Esta semana estava vendo uma entrevista do humorista Antônio Tabet e me chamou a atenção a avaliação que ele fez sobre os problemas que a Rede Globo está enfrentando. Segundo ele, um dos motivos seria o fato da emissora ter focado nas donas de casa no final dos anos 1990, deixando de lado o público infantil e “desensinando” toda uma geração a assisti-la.
Confesso que nunca tinha pensado muito sobre o assunto, mas vi nisso um bom exemplo de como avaliar cenários e fazer as “perguntas certas”, antes de aplicar uma solução, é tão importante quanto resolver um problema rapidamente. Vou usar o caso da emissora para explicar melhor.
Na década de 1990, a Globo estava perdendo a hegemonia para produções relativamente simples, como o programa de Ana Maria Braga, da TV Record. A solução foi contratar a loira a peso de ouro e alocá-la na grade matutina, antes focada nas crianças.
Deu certo: receitas culinárias e jornalismo leve retomaram o primeiro lugar no IBOPE. Por outro lado, aqueles pequenos que viravam estátuas na frente do He-Man e da She-Ha foram estimulados a migrar para a TV paga e o YouTube.
Pode até ser que este movimento fosse acontecer de qualquer jeito, mas o “DataFilho” aponta que a relação com conteúdo tem que começar de algum lugar. O Pedro, que hoje tem 14 anos, quando tinha 9, chegou da escola perguntando o que era a Globo e como podia acessá-la.
Sem nunca ter visto TV aberta, ele consumia horas e horas de vídeo, totalmente distante da marca que era onipresente na infância de qualquer brasileiro (e talvez português) com mais de 30 anos. Nós, que também não assistimos muita televisão, desconversamos e, até hoje, o gajo vive sem as alegrias de assistir um capítulo de Pantanal escondido.
Retomando a Jornada do Usuário (conhecimento – consideração – aquisição – uso – colaboração), a Globo deixou de ser conhecida pelos mais jovens, que passaram a desconsiderá-la no momento da decisão de “o que assistir” e, portanto, deixaram de consumir seus programas e recomendá-los aos seus pares. Assim, a decisão, que manteve o status da emissora carioca há 20 anos, gerou um apagão entre um público que hoje está plenamente inserido no mercado de consumo.
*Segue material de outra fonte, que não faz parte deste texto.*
PR #19, opened 2021-01-13
feat: support to expose admin api

tokers:


chart/apisix/templates/configmap.yaml
```diff
@@ -82,7 +82,9 @@ data:
         - 0.0.0.0/0
       {{- end}}
       #   - "::/64"
-      # port_admin: 9180              # use a separate port
+      {{- if .Values.admin.enabled }}
+      port_admin: {{ .Values.admin.containerPort }}
```
totemofwolf, line 86: Why not use `admin.port`

lilien1010: I used to call it admin_port

lilien1010 (approved):

chart/apisix/templates/configmap.yaml
tokers: I think `.Values.admin.admin_port` is redundant, maybe `.Values.admin.port` is better.

tokers: @totemofwolf @lilien1010 Changed.

membphis (approved):

chart/apisix/values.yaml
```diff
@@ -97,6 +97,15 @@ dns:
 admin:
   # Enable Admin API
   enabled: true
+  # admin service type
+  type: ClusterIP
+  # loadBalancerIP: a.b.c.d
+  # loadBalancerSourceRanges:
+  #   - "143.231.0.0/16"
```
shreemaan-abhishek, line 104: @membphis why are these comments needed? 🤔

PR #71, opened 2021-05-09
chore: update the default version of apisix-dashboard

Firstsawyou:
Currently, the default installation version of APISIX is `2.5`, but the default installation version of apisix-dashboard is `2.3`, and the versions between them are not compatible. This PR is to update the default installed version of apisix-dashboard to 2.6, which solves the problem of incompatible versions when apisix-dashboard and apisix are installed by default.

https://github.com/apache/apisix-helm-chart/blob/c7edd2da0bac6a1c350478226cbee3c20a9556bc/charts/apisix/values.yaml#L22

https://github.com/apache/apisix-helm-chart/blob/c7edd2da0bac6a1c350478226cbee3c20a9556bc/charts/apisix-dashboard/values.yaml#L27

### DIFF
--- a/charts/apisix-dashboard/values.yaml
+++ b/charts/apisix-dashboard/values.yaml
@@ -24,7 +24,7 @@ image:
   repository: apache/apisix-dashboard
   pullPolicy: IfNotPresent
   # Overrides the image tag whose default is the chart appVersion.
-  tag: "2.3"
+  tag: "2.6"
 
 imagePullSecrets: []
 nameOverride: ""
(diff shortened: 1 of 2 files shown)


charts/apisix-dashboard/values.yaml
```diff
@@ -24,7 +24,7 @@ image:
   repository: apache/apisix-dashboard
   pullPolicy: IfNotPresent
   # Overrides the image tag whose default is the chart appVersion.
-  tag: "2.3"
+  tag: "2.6"
```
tokers, line 27: Also update the verison of chart in Chart.yaml.

Firstsawyou: Updated.

Firstsawyou:
@gxthrj  Please take a look at this PR. Some users have reported this problem. This PR needs to be merged as soon as possible.

tao12345666333 (approved):

gxthrj (approved):

PR #89, opened 2021-06-03
chore: add externalTrafficPolicy for apisix gateway service

### LINKED ISSUE #88: Apisix Gateway Ingress ```externalTrafficPolicy``` missing setting
Currently, you are unable to change ```externalTrafficPolicy``` via the apisix helm chart for the [service gateway template](https://github.com/apache/apisix-helm-chart/blob/master/charts/apisix/templates/service-gateway.yaml).

This is useful if you want to change from ```Cluster``` to ```Local```

tao12345666333:
Signed-off-by: Jintao Zhang <zhangjintao9020@gmail.com>

closes #88

### DIFF
--- a/charts/apisix/templates/service-gateway.yaml
+++ b/charts/apisix/templates/service-gateway.yaml
@@ -28,6 +28,7 @@ metadata:
     {{- include "apisix.labels" . | nindent 4 }}
 spec:
   type: {{ .Values.gateway.type }}
+  externalTrafficPolicy: {{ .Values.gateway.externalTrafficPolicy }}
   {{- if eq .Values.gateway.type "LoadBalancer" }}
   {{- if .Values.gateway.loadBalancerIP }}
   loadBalancerIP: {{ .Values.gateway.loadBalancerIP }}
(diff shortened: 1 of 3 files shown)


charts/apisix/templates/service-gateway.yaml
```diff
@@ -28,6 +28,7 @@ metadata:
     {{- include "apisix.labels" . | nindent 4 }}
 spec:
   type: {{ .Values.gateway.type }}
+  externalTrafficPolicy: {{ .Values.gateway.externalTrafficPolicy }}
```
tokers, line 31: We can set this field only if the service type is `LoadBalancer`.

tao12345666333: Both `LoadBalancer` and `NodePort` are affected by this parameter.

tao12345666333: Both `LoadBalancer` and `NodePort` are affected by this parameter. 
I don’t think it is necessary to add judgment here.

gxthrj (approved):

charts/apisix/templates/service-gateway.yaml
tokers: Got it.

tokers (approved):

PR #106, opened 2021-06-23
Update etcd and dashboard

caryyu:
In order to minimize the ability on the initial setup, there're still a few configs should be refined, which are:

1. the `etcd` statefulset replica number
2. the `etcd` persistence instruction - a direct reference to mitigate the usage
3. ~~the `etcd` endpoints for `dashboard` - which sometimes, the different helm release name could make an impact on it~~

### DIFF
--- a/charts/apisix/values.yaml
+++ b/charts/apisix/values.yaml
@@ -214,6 +214,10 @@ etcd:
   statefulset:
     replicaCount: 3
 
+  persistence:
+    enabled: true
+    size: 8Gi
+    # storageClass: "-"
 
 dashboard:
   enabled: false
@@ -222,8 +226,6 @@ dashboard:
       etcd:
         endpoints:
           - apisix-etcd:2379
-        username: admin
-        password: edd1c9f034335f136f87ad84b625c8f1
 
 ingress-controller:
   enabled: false
--- a/charts/apisix/values.yaml
+++ b/charts/apisix/values.yaml
@@ -219,8 +219,10 @@ etcd:
     size: 8Gi
     # storageClass: "-"
 
+
 dashboard:
   enabled: false
+
 
 ingress-controller:
   enabled: false
--- a/charts/apisix/values.yaml
+++ b/charts/apisix/values.yaml
@@ -211,12 +211,19 @@ etcd:
   service:
     port: 2379
 
-  replicaCount: 3
+  statefulset:
+    replicaCount: 3
 
 
 dashboard:
   enabled: false
-
+  config:
+    conf:
+      etcd:
+        endpoints:
+          - apisix-etcd:2379
+        username: admin
+        password: edd1c9f034335f136f87ad84b625c8f1
 
 ingress-controller:
   enabled: false
--- a/charts/apisix/values.yaml
+++ b/charts/apisix/values.yaml
@@ -221,11 +221,6 @@ etcd:
 
 dashboard:
   enabled: false
-  config:
-    conf:
-      etcd:
-        endpoints:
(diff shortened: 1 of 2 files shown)


gxthrj:
cc @tao12345666333

charts/apisix/values.yaml
```diff
@@ -211,12 +211,19 @@ etcd:
...
 dashboard:
   enabled: false
-
+  config:
+    conf:
+      etcd:
+        endpoints:
+          - apisix-etcd:2379
+        username: admin
+        password: edd1c9f034335f136f87ad84b625c8f1
```
tokers, line 226: is this the fixed password in bitnami/etcd?

caryyu: Oops, misunderstood the integral part of `dashboard api server`, which I thought it should've had a credential or something, let me remove it and change something else, thanks for pointing out

tao12345666333:
thanks，let me take a look.

caryyu:
@tokers Please take a look again, hope it makes a lot sense to you guys :)

tokers (approved):

charts/apisix/values.yaml
```diff
@@ -211,12 +211,21 @@ etcd:
...
 
+  persistence:
+    enabled: true
+    size: 8Gi
+    # storageClass: "-"
 
 dashboard:
   enabled: false
-
+  config:
```
gxthrj, line 224: If we add field in values, Please show us where it will be used.
I think we can not add dashboard configuration here, but should add it into `chars/apsix-dashboard/values.yaml`.
cc @tao12345666333 Am I right ?

gxthrj (changes requested):

charts/apisix/values.yaml
caryyu: @gxthrj Yeah, I'm very aware of this DRY(dont-repeat-yourself) stuff, that's why I explained in the description above that a minimized config for `dashboard` is necessary due to the different helm release name would cause a potential issue, which the service name of `etcd` would have another name that would make `dashboard` failing to connect, however, I still partially agree with you as it is a nice-to-have stuff

tao12345666333: We currently have two main usage scenarios

* `helm install apisix apisix/apisix --set dashboard.enabled=true`  install apisix and apisix-dashboard.
* `helm install dashboard apisix/apisix-dashboard` only install apisix-dashboard.

In fact, here we use the subchart method for quoting, just make sure that the configuration here is consistent with the configuration in subchart.

But as we hope, we hope to reduce repeat works.
Let me have a quick try and give you an answer later

caryyu: Sure thing, let's do what you advised

caryyu:
@tao12345666333 Please take a review again, thanks.

charts/apisix/values.yaml
```diff
@@ -211,7 +211,13 @@ etcd:
   service:
     port: 2379
 
-  replicaCount: 3
+  statefulset:
+    replicaCount: 3
```
tao12345666333, line 215: We need to make the configuration here consistent with bitnami/etcd https://github.com/bitnami/charts/blob/080ab2485dfe9ba060710aad18c2edb6381fa543/bitnami/etcd/values.yaml#L249-L251

tao12345666333:
Thanks for the contribution, but it looks like we don't need it at the moment. The configuration of the etcd part, I personally still recommend keeping it consistent with bitnami/etcd.
I will close this one. If you have any question, please feel free to reopen it, or add comments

E como isso poderia ser evitado? Testando teses de forma controlada.
Marcas que constroem soluções sustentáveis de forma sistemática contam com laboratórios ou times de inovação para avaliar e resolver problemas de forma desvinculada do dia-a-dia. A separação garante disponibilidade de análise e isenção para avaliar resultados e cenários, já que estes times precisam estar preparados para conceber, prototipar e testar algumas avenidas de possibilidades que não precisam (e nem devem) estar alinhadas com as opiniões prevalentes na companhia.
O trabalho deve ser feito a partir de metodologias específicas, que têm a inteligência competitiva no topo do funil. É a partir do conhecimento e da observação de cenários que são identificadas falhas e oportunidades. Isto dá origem a ideias e teses que são criticadas para determinar sua evolução ou engavetamento.
São inúmeras as etapas de contestação e check, que levam essas teses a serem modeladas, prototipadas e testadas numa amostragem controlada. Tudo isto gera aprendizados contínuos, mesmo quando uma solução não frutifica. Assim, sem se expor, a marca pode dimensionar com maior exatidão riscos e oportunidades de negócios, sejam eles novos, complementares, amplificadores (de performance e atuação, por exemplo) ou transformadores.
E qual o custo dessa brincadeira? O modelo de um laboratório de inovação varia muito de uma empresa para outra, mas costumo dizer que a companhia precisa encará-lo como investimento em um seguro ou um anti-vírus. Todos os três protegem o negócio de surpresas não diretamente relacionadas ao seu dia a dia, com a vantagem de que um laboratório de inovação ainda gera inteligência, parcerias, valor de imagem e atração de talentos. Só para listar alguns outros ganhos indiretos.